PR #1532, opened 2024-02-09
find libimobiledevice-glue in e.g. /opt/homebrew/

tallenintegsys:
This allows one to build under OSX using xcode 14.2.

### DIFF
--- a/common/Makefile.am
+++ b/common/Makefile.am
@@ -7,13 +7,15 @@ AM_CFLAGS = \
 	$(ssl_lib_CFLAGS) \
 	$(LFS_CFLAGS) \
 	$(libusbmuxd_CFLAGS) \
-	$(libplist_CFLAGS)
+	$(libplist_CFLAGS) \
+	$(limd_glue_CFLAGS)
 
 AM_LDFLAGS = \
 	$(ssl_lib_LIBS) \
 	${libpthread_LIBS} \
 	$(libusbmuxd_LIBS) \
-	$(libplist_LIBS)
☆ ☆ ☆ ☆
What you will do =>
Search the records line by line for the word "common" and copy every line where it appears.

Response =>
--- a/common/Makefile.am
+++ b/common/Makefile.am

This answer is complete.